The One and Only
Every fund manager touts his or her unique approach to investing, but few can claim absolute exclusivity. This fund manager has proof that he’s the only one using his process: US Patent Number 7,107,229 B1.
Unlike the innovations of many patent-holding inventors, Gerry Sullivan’s portfolio-building process for Industry Leaders (ILFIX) is extremely easy to follow.
Before becoming a fund manager, Sullivan worked as a corporate finance analyst with Salomon Brothers and pulled stints as a bond-options trader and as a financial expert for the 1996 Atlanta Olympics. Over that time he developed an expertise in computer modeling; when he founded Claremont Investment Partners in 1995, he built his practice around a disciplined, quantitative process.

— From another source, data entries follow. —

PR #285, opened 2021-11-30
veracruz-utils/src/csr.rs: Generate certificate valid till 2031-02-01.

egrimley-arm:


geky:
Judging from the code comments, it looks like this is just a temporary solution until the root enclaves are removed.

Pushing back the date is probably fine, but maybe we should only push it back a year? With the assertion that that if we haven't fixed this next year we should replace it with something that generates certs relative to the current date?

egrimley-arm:
You think CI breaking in an obscure fashion is a good way to set ourselves a reminder to update the code? I would have thought that an issue database or a calendar entry would be a better way of doing that!

egrimley-arm:
So as not to lose sight of the checks running on this commit, I've also created a slightly modified PR #286.

dominic-mulligan-arm:
Is this a duplicate of #286?

egrimley-arm:
> Is this a duplicate of #286?

Yes! Closing ...

PR #287, opened 2021-12-01
Completely remove SGX and TrustZone.

egrimley-arm:


mathias-arm (dismissed):

dominic-mulligan-arm (approved):
Modulo those two small comments, this looks good to me (and a big simplification)!

PR #293, opened 2021-12-06
Remove Linux Root Enclave and reconfigure attestation process

dominic-mulligan-arm:


dominic-mulligan-arm:
This is ready for review now.

veracruz-utils/src/platform/vm.rs
```diff
@@ -57,24 +57,15 @@ pub enum RuntimeManagerMessage {
...
-    /// A request to initialize the Runtime Manager enclave with the provided
-    /// policy (for Linux).  Parameters (in order):
-    ///
-    /// - The JSON policy in String format,
-    /// - The bytes of the challenge,
-    /// - The challenge ID.
-    Initialize(String, Vec<u8>, i32),
+    /// A request to initialize the Runtime Manager enclave.
+    Initialize,
     #[cfg(feature = "linux")]
```
dreemkiller, line 62: I was thinking that by changing Linux to perform `Initialize` without a policy (matching with Nitro), we could make `nitro` and `linux` match better (removing the `#[cfg(feature =...)]`s that are interspersed throughout this file.

What prevented that for this change?

dominic-mulligan-arm: I think that can be changed, thinking more...

mathias-arm (approved):

veracruz-utils/src/platform/vm.rs
dominic-mulligan-arm: I've pushed changes to move the Linux attestation process closer to Nitro's.

veracruz-server/src/veracruz_server_linux.rs
```diff
@@ -12,109 +12,111 @@
...
+    /// to contact it.
+    const RUNTIME_ENCLAVE_SPAWN_DELAY: u64 = 2;
     /// IP address to use when communicating with the Runtime Manager enclave.
     const RUNTIME_MANAGER_ENCLAVE_ADDRESS: &'static str = "127.0.0.1";
-    /// Delay (in seconds) to use when spawning the Linux root enclave to
-    /// ensure that everything is started before proceeding with communication
-    /// between the server and enclave.
-    const LINUX_ROOT_ENCLAVE_SPAWN_DELAY_SECONDS: u64 = 2;
+    /// Port to communicate with the Runtime Manager enclave on.
+    const RUNTIME_MANAGER_ENCLAVE_PORT: &'static str = "6000";
```
ShaleXIONG, line 50: Maybe we need to document the default port somewhere, e.g. README.md; or even provide a configuration option in the policy file.

ShaleXIONG (approved):

ShaleXIONG (approved):

mathias-arm (approved):

dreemkiller (approved):

dominic-mulligan-arm:
Oops, was calling `init_session_manager` too late in the flow.  Should be fixed now...

ShaleXIONG (approved):

egrimley-arm:
Was the change to `third-party/rust-psa-crypto` in this PR just a mistake, caused by `git commit -a`?

It broke the IceCap build, I think.

dominic-mulligan-arm:
Yes, I think it was included by mistake and somehow made it into `main`.  I will revert.

PR #315, opened 2021-12-16
An experiment to see how much disc space we have.

egrimley-arm:


egrimley-arm:
I think the result of the experiment was 22 GiB: it was possible to `dd` 1 GiB 22 times.

(It doesn't seem to be possible to access the logs afterwards: you need to have been there, watching them as it's running.)

PR #204, opened 2024-08-20
chore: remove `import *` statements from `bqplot.ipynb`

agriyakhetarpal:
## Description

A tiny PR that closes #203; removes the `import *` statements from the `bqplot` example notebook. They are discouraged since they mix-up the namespace with too many imports. We could consider adding https://github.com/asmeurer/removestar as a pre-commit hook, but I don't think it's needed too much because this was the only failing example we had.


agriyakhetarpal:
This has been fixed in `main`, no longer needed

PR #223, opened 2024-12-11
Add an option to open the Notebook UI and Voici apps in a new tab via the`NotebookLite` and `Voici` directives

agriyakhetarpal:
## Description

This PR implements #165, but for the Notebook UI and the Voici interface, which come to life via the `..notebooklite::` and `.. voici::` directives and notebooks can now be opened in a separate tab instead of within the documentation website. With it, we also receive the added benefit of a smaller button for both directives IFrames, instead of a larger-sized, framed 400px window element on the screen.

## Rationale

When running a notebook, the `JupyterLite` interface displays the entire JupyterLite Lab interface. The ability to use the Notebook UI in a new tab would be useful because it is more minimal and designed for those who do not need to display all the notebooks in the file browser drawer, need access to several other options, etc.

Unlike in JupyterLab, the "Simple Interface" has not yet been directly implemented in JupyterLite (please see jupyterlite/jupyterlite#385). Thus, this change will allow us to offer a reasonable substitute for it at the time, and bring parity between both notebook interface spawners.

The `Voici` directive can currently open notebook files if a notebook is not supplied to it. However, it, too, occupies a lot of space and one has to first load Voici and then open a notebook. By adding a "new tab" button, we have the provision to skip this step and open the notebook directly, and save space on the screen similar to the "-Lite" directives. This brings parity between all three major directives (the Replite console is not relevant here).

## Changes made

- Abstracted the "open in a new tab" functionality with a "base" class for the tabbed versions of both `JupyterLite` and `NotebookLite` directives
- Created a tabbed interface for the Voici directive
- Added docs for the new `:new_tab:` option for the `NotebookLite` directive and clarified the difference between both directive's "new tab" options
- Added docs for the new `:new_tab:` option for the `Voici` directive

## Additional context

After this change, the NotebookLite directive can be used in place of the JupyterLite directive for many of SciPy's interactive notebooks under `scipy.stats`: https://scipy.github.io/devdocs/tutorial/stats/hypothesis_tests.html, so that a notebook, when opened in a new tab, can occupy the full width on the screen (and distracting elements such as other notebooks in the UI and extra buttons can also be reduced).

cc: @melissawm, @steppi

### DIFF
--- a/jupyterlite_sphinx/jupyterlite_sphinx.py
+++ b/jupyterlite_sphinx/jupyterlite_sphinx.py
@@ -204,7 +204,15 @@ class JupyterLiteIframe(_LiteIframe):
     notebooks_path = ""
 
 
-class JupyterLiteTab(_InTab):
+class BaseNotebookTab(_InTab):
+    """Base class for notebook tab implementations. We subclass this
+    to create more specific configurations around how tabs are rendered."""
+
+    lite_app = None
+    notebooks_path = None
+
+
+class JupyterLiteTab(BaseNotebookTab):
     """Appended to the doctree by the JupyterliteDirective directive
 
     Renders a button that opens a Notebook with JupyterLite in a new tab.
@@ -212,6 +220,16 @@ class JupyterLiteTab(_InTab):
 
     lite_app = "lab/"
     notebooks_path = ""
+
+
+class NotebookLiteTab(BaseNotebookTab):
+    """Appended to the doctree by the NotebookliteDirective directive
+
+    Renders a button that opens a Notebook with NotebookLite in a new tab.
+    """
+
+    lite_app = "tree/"
+    notebooks_path = "../notebooks/"
 
 
 class NotebookLiteIframe(_LiteIframe):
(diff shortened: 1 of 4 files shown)


agriyakhetarpal:
Initially, I planned for this improvement to be limited to just the `NotebookLite` directive, but the same thing for the `Voici` directive wasn't much trouble to implement either (please see the "Rationale" section in the PR description). We could restrict it to being just for the `NotebookLite` directive if needed.

jupyterlite_sphinx/jupyterlite_sphinx.py
```diff
@@ -239,20 +272,57 @@ def __init__(
...
+            rawsource,
+            **attributes,
+        )
+
+    def html(self):
+        return (
+            '<button class="try_examples_button" '
+            f"onclick=\"window.open('{self.lab_src}')\">"
+            "Open with Voici</button>"
+        )
```
Carreau, line 323: Can't you use `<button target="_blank">` to open in a new tab w/o js ? it may need to be a `<a>` though.

Carreau: I see this is how other buttons are doing this; so I think this is fine for this PR, but we shoudl review other usages and try to make them not use JS for accessibility

Carreau (approved):

jupyterlite_sphinx/jupyterlite_sphinx.py
agriyakhetarpal: Yes, it sounds like a good idea. Though, we'll need to ensure the styling works as well, because we are using the `try_examples_button` class almost everywhere in the code. I'm unsure how much work would be needed. I'll open a new issue for this.

Side note: I'd also like to be able to modify the text within the buttons, such that instead of "Open with Voici", a user can say, "Start app" (on both a per-button and global basis).

agriyakhetarpal:
Rebased on top of `main` and checked all directives on the Read the Docs PR preview again, they are working as expected. Thanks for the review, @Carreau!

Issue #124, opened 2024-01-23
Provide a theme toggle plugin by default


martinRenou:
### Problem

As suggested in https://github.com/pydata/pydata-sphinx-theme/issues/745#issuecomment-1905560716

> @jtpio just linked this in another thread https://jupyterlite.readthedocs.io/en/stable/howto/configure/advanced/iframe.html
> 
> It showcases an example making a jupyterlite plugin allowing to set the theme from outside of the iframe.
> 
> We could provide such a plugin by default in jupyterlite-sphinx, allowing pydata-sphinx-theme to notify jupytelite iframes of a potential theme change.

We could no only support setting the theme using a theme name, but the message could probably also contain hardcoded css variable values as a dictionary.

agriyakhetarpal:
I think this is possible via the [`jupyterlab-theme-toggler`](https://github.com/jupyterlab-contrib/jupyterlab-topbar/tree/main/packages/theme-toggler-extension#jupyterlab-4x) extension now in the JupyterLite UI. But I don't think it provides a hook to set the theme from outside the iframe yet...?

jtpio:
From outside the IFrame there is the `theme` parameter, which can specified when embedding the IFrame: https://jupyterlite.readthedocs.io/en/stable/quickstart/embed-repl.html#themes

Then when it comes to changing the theme after the IFrame is displayed, we can indeed use the approach linked above, or a helper package like https://github.com/TileDB-Inc/jupyter-iframe-commands to execute arbitrary commands in the IFrame, from a host page.

PR #225, opened 2024-12-12
Allow the use of a custom `overrides.json` file for configuring JupyterLite at runtime

agriyakhetarpal:
## Description

This PR introduces a configuration option in `conf.py` called `jupyterlite_overrides`. This option modifies the command used to build JupyterLite internally within `jupyterlite-sphinx` to use a user-provided `overrides.json` file.

## Rationale

- It is currently possible to leave an `overrides.json` file in the `docs/` directory, similar to [`ipycanvas`'s documentation](https://github.com/jupyter-widgets-contrib/ipycanvas/blob/7226d36cc05e0f15b03af673510ed3e0f3cda424/docs/overrides.json), which will automatically be picked up by `jupyterlite-sphinx` (and thereby JupyterLite) when building the JupyterLite site.
- However, projects using `jupyterlite-sphinx` can benefit from the flexibility of using a custom override file with the docs, which is possible if one has access to the JupyterLite build command with ease.
This option is already available via https://jupyterlite-sphinx.readthedocs.io/en/latest/configuration.html#additional-cli-arguments-for-jupyter-lite-build, which was established via #169. Still, that approach has been directed mostly towards advanced users, and having this feature exposed through a configuration option similar to one for a build-time configuration file would make it easier to use and make it more visible with the rest of the options in the docs.

## Additional context

Please see https://github.com/jupyterlite/jupyterlite/issues/385#issuecomment-2536286348, which is where I got this idea. Some possible use cases for this can be:
- to be able to add download buttons for interactive notebooks within SciPy and PyWavelets that have been/are being established via https://github.com/scipy/scipy/pull/20303/ (cc: @melissawm) and https://github.com/PyWavelets/pywt/pull/741
- customise themes based on the surrounding theme of the page (dark or light – not sure how to switch it yet, but we do have an open issue about it: #124).

### DIFF
--- a/docs/configuration.md
+++ b/docs/configuration.md
@@ -46,7 +46,7 @@ dependencies:
 
 ## JupyterLite configuration
 
-You can provide [custom configuration files](https://jupyterlite.readthedocs.io/en/latest/howto/configure/config_files.html)
+You can provide [custom configuration files](https://jupyterlite.readthedocs.io/en/stable/howto/configure/config_files.html)
 to your JupyterLite deployment for build-time configuration and settings overrides.
 
 The build-time configuration can be used to change the default settings for JupyterLite, such
--- a/docs/configuration.md
+++ b/docs/configuration.md
@@ -49,6 +49,14 @@ dependencies:
 You can provide [custom configuration files](https://jupyterlite.readthedocs.io/en/latest/howto/configure/config_files.html)
 to your JupyterLite deployment for build-time configuration and settings overrides.
 
+The build-time configuration can be used to change the default settings for JupyterLite, such
+as changing which assets are included, the locations of the assets, which plugins are enabled,
+and more.
+
+The runtime configuration can be used to change the settings of the JupyterLite deployment
+after it has been built, such as changing the theme, the default kernel, the default language,
+and more.
+
 <!-- TODO: Run-time configuration via `jupyter-lite.json` not added yet here
 because I can't yet find a direct jupyter lite CLI mapping for that option -->
 
--- a/docs/configuration.md
+++ b/docs/configuration.md
@@ -44,13 +44,19 @@ dependencies:
   - ipycanvas
 ```
 
-## JupyterLite config
+## JupyterLite configuration
 
-You can provide [custom configuration](https://jupyterlite.readthedocs.io/en/latest/howto/index.html#configuring-a-jupyterlite-deployment)
-to your JupyterLite deployment.
+You can provide [custom configuration files](https://jupyterlite.readthedocs.io/en/latest/howto/configure/config_files.html)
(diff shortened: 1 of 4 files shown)


agriyakhetarpal:
I've (temporarily) pushed bf5e616dbc2cdcb829345c08ab55993cff94db67, which enables the https://github.com/Quansight-Labs/jupyterlab-theme-christmas theme and a download button for notebooks within our documentation. It is working nicely and as expected, and the changes can be tried out in the PR preview: https://jupyterlite-sphinx--225.org.readthedocs.build/en/225/

A customised JupyterLite deployment within the the Sphinx documentation PR previews for jupyterlite-sphinx where JupyterLite can be seen running with the 'JupyterLab Christmas' theme. A download button is also available for the notebook.

dev-environment.yml
```diff
@@ -16,3 +16,5 @@ dependencies:
     - pip:
         - .
         - jupyterlite-xeus >=0.2.0a0
+        # Temporary for this PR
+        - jupyterlab_theme_christmas
```
Carreau, line 20: 👍

docs/configuration.md
```diff
@@ -44,13 +44,27 @@ dependencies:
   - ipycanvas
 ```
 
-## JupyterLite config
+## JupyterLite configuration
 
-You can provide [custom configuration](https://jupyterlite.readthedocs.io/en/latest/howto/index.html#configuring-a-jupyterlite-deployment)
-to your JupyterLite deployment.
+You can provide [custom configuration files](https://jupyterlite.readthedocs.io/en/latest/howto/configure/config_files.html)
```
Carreau, line 49: Side question; I know it was already in the readme but do we want to point to latest or stable ?

agriyakhetarpal: Good point, I think pointing to "stable" is better any day. Will change it

jupyterlite_sphinx/jupyterlite_sphinx.py
```diff
@@ -772,6 +789,7 @@ def setup(app):
 
     # Config options
     app.add_config_value("jupyterlite_config", None, rebuild="html")
+    app.add_config_value("jupyterlite_overrides", None, rebuild="html")
```
Carreau, line 792: 👍

Carreau (approved):

docs/configuration.md
agriyakhetarpal: Addressed in 9b241ce8b3f9e9de6361d5505e9e852318ba8505.

agriyakhetarpal:
Rebased on top of `main` and removed the Christmas theme I had added for experimentation. I can confirm that it continues to work with a local build. Thanks again for the review, @Carreau.

PR #228, opened 2024-12-13
Add a new-tabbed variant for the `Replite` directive, and allow customisation of its button text

agriyakhetarpal:
## Description

This continues #165, #223, and #227 for the Replite directive. We do not subclass from the `BaseNotebookTab` class here since we need to construct a URL with quoted code that has been passed to the directive (similar to the `TryExamples` directive).

I was initially unsure about doing this as I mentioned in https://github.com/jupyterlite/jupyterlite-sphinx/pull/227#issuecomment-2541405294, but the implementation seems to be in line enough with that for other directives and felt straightforward to me. This PR shall bring feature parity for all four major directives, and all five directives can now have new-tabbed variants. As a plus, customisation is allowed for this directive's new-tab button text as well, either by a global `replite_new_tab_button_text` value or on a per-directive basis.

## Changes made

- A new `RepliteTab` class that inherits from `docutils.nodes.Element`. Here, we construct a URL for the REPL based on the input; and we return it when the `:new_tab:` option is enabled; otherwise, we return `RepliteIframe` instead.
- Documentation updated for the global `replite_new_tab_button_text` option for `conf.py`, and a sample directive added to showcase Replite opening in a new tab.
- The `:button_text:` option for the "-Lite" directives has been renamed to `:new_tab_button_text:` for clarity

### DIFF
--- a/docs/configuration.md
+++ b/docs/configuration.md
@@ -82,7 +82,7 @@ replite_button_text = "My custom Replite button text"
 voici_button_text = "My custom Voici button text"
 ```
 
-You can override this text on a per-directive basis by passing the `:button_text:` option
+You can override this text on a per-directive basis by passing the `:new_tab_button_text:` option
 to the directive. Note that this is compatible only if `:new_tab:` is also provided.
 
 ## Strip particular tagged cells from IPython Notebooks
--- a/docs/configuration.md
+++ b/docs/configuration.md
@@ -67,10 +67,10 @@ jupyterlite_config = "jupyter_lite_config.json"
 jupyterlite_overrides = "overrides.json"
 ```
 
-# Setting default button texts for the `JupyterLite`, `NotebookLite`, and `Voici` directives
+# Setting default button texts for the `JupyterLite`, `NotebookLite`, `Replite`, and `Voici` directives
 
-When using the `:new_tab:` option in the `JupyterLite`, `NotebookLite`, and `Voici` directives,
-the button text defaults to "Open as a notebook" and "Open with Voici", respectively.
+When using the `:new_tab:` option in the `JupyterLite`, `NotebookLite`, `Replite`, and `Voici` directives,
+the button text defaults to "Open as a notebook", "Open in a REPL", and "Open with Voici", respectively.
 
 You can optionally the button text on a global level for these directives by setting the
 following values in your `conf.py` file:
@@ -78,6 +78,7 @@ following values in your `conf.py` file:
 ```python
 jupyterlite_button_text = "My custom JupyterLite button text"
 notebooklite_button_text = "My custom NotebookLite button text"
+replite_button_text = "My custom Replite button text"
 voici_button_text = "My custom Voici button text"
 ```
 
--- a/docs/configuration.md
+++ b/docs/configuration.md
@@ -76,10 +76,10 @@ You can optionally the button text on a global level for these directives by set
 following values in your `conf.py` file:
 
 ```python
-jupyterlite_button_text = "My custom JupyterLite button text"
+jupyterlite_new_tab_button_text = "My custom JupyterLite button text"
 notebooklite_button_text = "My custom NotebookLite button text"
-replite_button_text = "My custom Replite button text"
-voici_button_text = "My custom Voici button text"
+replite_new_tab_button_text = "My custom Replite button text"
+voici_new_tab_button_text = "My custom Voici button text"
 ```
 
 You can override this text on a per-directive basis by passing the `:new_tab_button_text:` option
--- a/docs/configuration.md
+++ b/docs/configuration.md
@@ -77,7 +77,7 @@ following values in your `conf.py` file:
 
 ```python
 jupyterlite_new_tab_button_text = "My custom JupyterLite button text"
-notebooklite_button_text = "My custom NotebookLite button text"
+notebooklite_new_tab_button_text = "My custom NotebookLite button text"
 replite_new_tab_button_text = "My custom Replite button text"
 voici_new_tab_button_text = "My custom Voici button text"
 ```
--- a/docs/directives/replite.md
+++ b/docs/directives/replite.md
@@ -75,13 +75,13 @@ with the code pre-filled.
 ```
 
 When using this option, it is also possible to customise the button text, overriding the
-global value using an additional `:button_text:` parameter:
+global value using an additional `:new_tab_button_text:` parameter:
 
 ```rst
 .. replite::
    :kernel: xeus-python
    :new_tab: True
-   :button_text: My custom Replite button text
+   :new_tab_button_text: My custom Replite button text
 
    import matplotlib.pyplot as plt
    import numpy as np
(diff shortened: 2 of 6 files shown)


agriyakhetarpal:
I've opened yet another PR today where your review would be appreciated, @Carreau 😁 Thanks a lot!

docs/directives/replite.md
```diff
@@ -38,3 +38,75 @@ This directive takes extra options which are the same options as the `replite` p
    ax.plot(x, y)
    plt.show()
 ```
+
+If you use the `:new_tab:` option in the directive, the Replite console will be opened in a new browser tab
```
steppi, line 42: image

Something's going on in the docs here where the there's very little space between the replite iframe and this line of text.

jupyterlite_sphinx/jupyterlite_sphinx.py
```diff
@@ -356,19 +418,51 @@ def run(self):
...
             os.path.join(self.env.app.srcdir, JUPYTERLITE_DIR),
             os.path.dirname(self.get_source_info()[0]),
         )
 
+        if new_tab:
+            directive_button_text = self.options.pop("button_text", None)
+            if directive_button_text is not None:
+                button_text = directive_button_text
+            else:
+                button_text = self.env.config.replite_button_text
```
steppi, line 437:
```suggestion
        if new_tab:
            directive_button_text = self.options.pop("button_text", None)
            if directive_button_text is not None:
                button_text = directive_button_text
            else:
                button_text = self.env.config.replite_button_text
            return [
                RepliteTab(
                    prefix=prefix,
                    width=width,
                    height=height,
                    prompt=prompt,
                    prompt_color=prompt_color,
                    content=content,
                    search_params=search_params,
                    lite_options=self.options,
                    button_text=button_text,
                )
            ]
```

It makes sense to put this here to avoid having to branch on `new_tab` again.

jupyterlite_sphinx/jupyterlite_sphinx.py
```diff
@@ -356,19 +418,51 @@ def run(self):
...
+        elif "button_text" in self.options:
+            raise ValueError(
+                "'button_text' is only valid if 'new_tab' is True. To modify the prompt text, use 'prompt' and 'prompt_color'."
+            )
```
steppi, line 441: Can we call this `"new_tab_button_text"` and just ignore it in `RepliteIframe`? Establishing this convention will also help us with `TryExamples` where the new tab button text isn't even configurable, but `button_text` is already used for the Try it button.

I saw you've established this same pattern elsewhere, in this file, but it looks like it hasn't made it into a release yet, so there's still time to change.

No one would be confused that `"new_tab_button_text"` doesn't control the prompt, so I think this would make things more clear. Also, in general, having options which are only allowed conditional on the value of other options is likely to create confusion.

steppi (changes requested):
Thanks Agriya. This ones looking good too. A suggestion about `"button_text"` and a couple minor suggestions.

docs/directives/replite.md
agriyakhetarpal: Yeah, I've noticed this problem before – I think this is the case for the NotebookLite and JupyterLite iframes as well. Should I attempt to fix it here or add a follow-up?

jupyterlite_sphinx/jupyterlite_sphinx.py
agriyakhetarpal: Thanks – addressed in 2f96d85b6d259563ec6118dc0808f7ec234f356e.

jupyterlite_sphinx/jupyterlite_sphinx.py
agriyakhetarpal: Yes, makes sense to modify the pattern everywhere, and +1 on not aiming to confuse people – I had the same thought!

I've renamed the option to `"new_tab_button_text"` for all three directives where applicable in 5d73efd0c653e1def463a84daaffeba48c5f2c37 and 874dbfd4cc0092f42eec83ff42e656222125973e, though I kept the variable name being passed as `button_text` internally, because the name of the class (`RepliteTab`) and its docstring (`"opens a REPL with JupyterLite in a new tab"`) inherently imply that the button text concerns a new tab.

Should I also rename the corresponding configuration options `jupyterlite_button_text` et al to `jupyterlite_new_tab_button_text`? I do feel that would be a bit long, but at the same time, I do get that it might instigate confusion on the difference between the prompt text and the button text (if one doesn't know what the iframes/buttons are supposed to represent visually).

docs/directives/replite.md
steppi: Follow up is fine

jupyterlite_sphinx/jupyterlite_sphinx.py
steppi: Cool. Thanks Agriya. If `jupyterlite_button_text` and friends haven't made it into a release yet, I like `jupyterlite_new_tab_button_text` better, even though a little long. In the context  of writing a config file, it's not that much typing, and makes things more clear.

docs/directives/replite.md
agriyakhetarpal: Opened a new issue about it at #232, thanks!

jupyterlite_sphinx/jupyterlite_sphinx.py
agriyakhetarpal: Sure – done in af260f6c0cb5bfbd74878432016f90629635feec. Yes, these options haven't made it to a release yet. Thanks for the correction.

agriyakhetarpal: Sure – done in af260f6c0cb5bfbd74878432016f90629635feec. Yes, these options haven't made it to a release yet. Thanks for the correction!

agriyakhetarpal:
Thanks for the review! I think I have addressed all points.

docs/configuration.md
```diff
@@ -67,21 +67,22 @@ jupyterlite_config = "jupyter_lite_config.json"
...
+When using the `:new_tab:` option in the `JupyterLite`, `NotebookLite`, `Replite`, and `Voici` directives,
+the button text defaults to "Open as a notebook", "Open in a REPL", and "Open with Voici", respectively.
 
 You can optionally the button text on a global level for these directives by setting the
 following values in your `conf.py` file:
 
 ```python
-jupyterlite_button_text = "My custom JupyterLite button text"
+jupyterlite_new_tab_button_text = "My custom JupyterLite button text"
 notebooklite_button_text = "My custom NotebookLite button text"
```
steppi, line 80:
```suggestion
notebooklite_new_tab_button_text = "My custom NotebookLite button text"
```

Should this be changed too?

agriyakhetarpal: Oops, thanks! Addressed in 6a28fa4f6c5fe1a989fd0d47fdf1e714d8d0c8a8.

steppi:
For some reason the XPython kernel isn't being found in the readthedocs preview at https://jupyterlite-sphinx--228.org.readthedocs.build/en/228/. Closing and reopening to retrigger CI to see if it's a transient issue.

agriyakhetarpal:
That's a bit strange, I tried it on the PR preview (cleared cookies and cache as well) before you reran the build, and it seems to load fine for me:

image

steppi:
It's strange yeah. I closed and reopened the markdown PR and the kernel is still found for me in the preview.

steppi (approved):
Looks good. Thanks @agriyakhetarpal. The issue with the docs was transient. I just didn't want to merge without trying out the docs.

His years in finance taught him that popular indexes produce inefficiencies because they don’t hold only the best of the best. Sullivan took it upon himself to build a well-diversified portfolio of large-cap stocks that offered exposure to all of the industries in the US stock market. His long-term objective: to outperform the S&P 500.
To accomplish this goal, Sullivan’s portfolio holds only the best blue-chip names in proportion to their weight in the index.
Sullivan’s strategy is simple. Using the Value Line Investment Survey’s 93 industry classifications, he invests in the largest company or companies in the industries that have the strongest balance sheets. He doesn’t take a company’s business model or growth prospects under consideration, nor does he worry about valuation.
That makes Sullivan’s investment process relatively straightforward. His computer screens analyze each industry, totaling the shareholder equity of all the companies in the group and dividing the sum into the total shareholder equity of the S&P 500. This calculation yields the weighting assigned to each industry.
Because he wants only the best, his model eliminates an industry whose total debt is deemed excessive. This approach usually limits the fund’s investments to 50 or so industries.
No individual name in the portfolio accounts for more than 2.5 percent of total assets; if his model assigns an industry a higher weight, he will usually invest in the top two companies in that group.
Sullivan goes beyond market capitalization in his efforts to single out the largest companies in each industry, homing in on shareholder equity–a company’s total assets minus its total debt. This measure enables the fund to weed out names that have grown by taking on leverage.
Accordingly, the average size of the fund’s portfolio holdings is much larger than the average for the S&P 500 in terms of market capitalization.
To maintain the fund’s portfolio weightings and ensure its holdings meet his criteria, Sullivan rebalances the portfolio on a monthly basis. This process involves selling shares of holdings that have exceeded 2.5 percent of assets and adding to stocks whose weightings have fallen below intended levels–in essence, buying low and selling high.
Following this approach lowers the average valuation of the fund’s holdings and cushions against downside risk–an insurance policy that helped it outperform both its category and the S&P 500 during the market crisis.
Other than occasional mid-month adjustments due to mergers and acquisitions, Sullivan makes no changes to his portfolio; he’s completely agnostic to the news of the day, resting assured that he only owns quality companies.
Although his methods have proved extremely successful, it also means the fund sometimes holds positions in extremely unloved companies. For example, data from Morningstar indicates that the fund’s top holding is Goldman Sachs Group (NYSE: GS).
Currently the target of a civil suit filed by the Securities and Exchange Commission (SEC), the oft-maligned investment bank is one name many investors are avoiding.
But don’t let this idiosyncrasy prevent you from adding this offering to your portfolio. These situations have occurred throughout the fund’s existence but haven’t adversely impacted its performance.
Although the fund has lagged the markets this year, it boasts a solid track record that ranks it in the top quarter of its category on a three- and five-year basis. The fund’s performance over the past decade puts it in the top 18 percent of its category.
Are you a buy-and-hold investor seeking a fund that reflects this philosophy? Industry Leaders is an excellent candidate for your portfolio.